Ты глаз с меня не сводишь,
Ты шепчешь: «О прекрасная!»
И песнь любви, песнь счастья и восторга
Летит из сердца твоего:
«Сверкают звезды в вышине,
Дробится свет их в глубине,
Скользит ладья среди миров,
И кружатся светила,
Подвластны высшей воле.
Подвластно высшей воле,
Стремится твое сердце к моему.
Лишь время неподвижно.
Несет нас Жизнь
Меж берегами Смерти,
Куда — не ведаем,
А прошлое забыто.
Как высоко и недоступно небо,
Как холодны глубины океана.
Где память о любивших прежде нас?
Моя возлюбленная, поцелуй меня!
Как одинок наш, путь средь океана.
Хрупка наша ладья,
Под ней — бездонная пучина.
О, сколько в ней надежд погребено!
Оставь же весла,
Не борись с волнами,
Пусть нас несет теченье, куда хочет.
Моя возлюбленная, поцелуй меня!»
Меня зачаровала твоя песня.
Вот ты умолк, а сердце -
Сердце бьется в лад с твоим.
Прочь, страх, прочь, все сомненья,
Страсть, ты воспламенила мою душу!
Приди ко мне, я жажду поцелуев!
Любимый, о любимый, забудем все,
Есть только ночь, есть звездный свет и мы!

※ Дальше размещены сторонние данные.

PR #2770, opened 2024-11-20
[XPU][TritonGPUToLLVM] Use `llvm.func` attributes to express kernels ND-ranges

victor-eds:
Use `llvm.func` `intel_reqd_sub_group_size` to express sub-group size instead of `triton_gen` attributes that are later translated.

Replace `triton_gen.max_work_group_size` value type with dense array.


third_party/intel/lib/TritonIntelGPUToLLVM/PipelineManager.h
```diff
@@ -116,12 +116,9 @@ struct FuncOpConversion : public ConvertOpToLLVMPattern<triton::FuncOp> {
...
 
-    NamedAttrList attrs;
-    attrs.append(TritonGEN::TritonGENDialect::getMaxWorkGroupSizeAttrName(),
-                 rewriter.getI32ArrayAttr({threadsPerWarp * numWarps, 1, 1}));
-    attrs.append(TritonGEN::TritonGENDialect::getReqdSubGroupSizeAttrName(),
-                 rewriter.getI32ArrayAttr({threadsPerWarp}));
-    newFuncOp->setDialectAttrs(attrs);
+    newFuncOp.setReqdWorkGroupSize(
+        ArrayRef<int>{threadsPerWarp * numWarps, 1, 1});
+    newFuncOp.setIntelReqdSubGroupSize(threadsPerWarp);
```
victor-eds, line 121: Why were we using `max_work_group_size` instead of `reqd_work_group_size`?

chengjunlu: I am not sure either the `max_work_group_size` or `reqd_work_group_size` is used in IGC. Only the `reqd_sub_group_size` does matter.

chengjunlu:
The changes LGTM. But I am not sure about the reason of the old code. Let @whitneywhtsang to approve.

third_party/intel/lib/TritonIntelGPUToLLVM/PipelineManager.h
whitneywhtsang: Looking at the git history of the previous repo we used, the change is done by Ettore, as a counterpart of `nvvm.maxntid`, probably that's why Ettore decided to use `max` instead of `reqd`. 
@etiotto is that the case?

victor-eds:
> There are some `test_reduce` failures, maybe due to changing from `max_work_group_size` to `reqd_work_group_size`?

Interesting. I'll look into that tomorrow.

whitneywhtsang:
> > There are some `test_reduce` failures, maybe due to changing from `max_work_group_size` to `reqd_work_group_size`?
> 
> Interesting. I'll look into that tomorrow.

Confirmed it is due to changing from `max_work_group_size` to `reqd_work_group_size`. I modified `main` branch to use `reqd_work_group_size`, and I can observe the `test_reduce` failures.

victor-eds:
> Confirmed it is due to changing from `max_work_group_size` to `reqd_work_group_size`. I modified `main` branch to use `reqd_work_group_size`, and I can observe the `test_reduce` failures.

Interesting. I'll take a look.

victor-eds:
> Interesting. I'll take a look.

@whitneywhtsang @etiotto Apparently not setting anything at all fixes crashes. I'd go with this for now, get this merged to get going and open an investigation ticket to tackle ASAP. The `reqd_work_group_size` attribute may be helpful for codegen and improve performance after all and I'd say we want to use that.

My guess is we're modifying the number of warps or warp size at some point during this lowering process and this mismatch leads to crashes.

Does this course of action sound good?

third_party/intel/lib/TritonIntelGPUToLLVM/PipelineManager.h
etiotto: I think is fine to just set the required sub-group size in the module.  Are there any performance degradations if we do that ?

victor-eds:
I'll restore back `max_work_group_size` and file a ticket to use `reqd_work_group_size` when we find out what's the matter here

victor-eds:
I will keep the dense array specification for `max_work_group_size` as this has no impact, I had already done it and it will make the change to `llvm.func`'s `reqd_work_group_size` easier.

third_party/intel/lib/Target/LLVMIR/Dialect/TritonGEN/TritonGENToLLVMIRTranslation.cpp
```diff
@@ -36,6 +36,7 @@ class TritonGENDialectLLVMIRTranslationInterface
                  NamedAttribute attribute,
                  LLVM::ModuleTranslation &moduleTranslation) const final {
     StringRef attrName = attribute.getName().getValue();
+    // Unsupported attribute name: skip.
```
whitneywhtsang, line 39: remove?

whitneywhtsang (approved):

victor-eds:
@etiotto are we OK with this now that we're keeping the `max_work_group_size` code?

etiotto:
> @etiotto are we OK with this now that we're keeping the `max_work_group_size` code?

yes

Замерли последние звуки ее выразительного голоса, заполнившего спальню, но в моем сердце они продолжали звучать. Среди певиц Абидоса я слышал более искусных, с более сильным голосом, но ни один не проникал так глубоко в душу, не завораживал такой нежностью и страстью. Чудо творил не один ее голос — меня словно переносил в сказку благоухающий покой, где было все, что чарует наши чувства; я не мог противостоять страсти и мудрости переложенных на музыку стихов, не мог противостоять всепобеждающему обаянию и грации царственнейшей из женщин, которая их пела. Ибо когда она пела, мне казалось, что мы плывем с ней вдвоем под пологом ночи по летнему морю в игольчатых отражениях звезд. И когда струны арфы смолкли, а она с последним призывом песни, трепещущим на ее устах, поднялась и, вдруг протянув ко мне руки, устремила в мои глаза взгляд своих изумительных глаз, меня повлекло к ней непреодолимой силой. Но я вовремя опомнился и остался в кресле.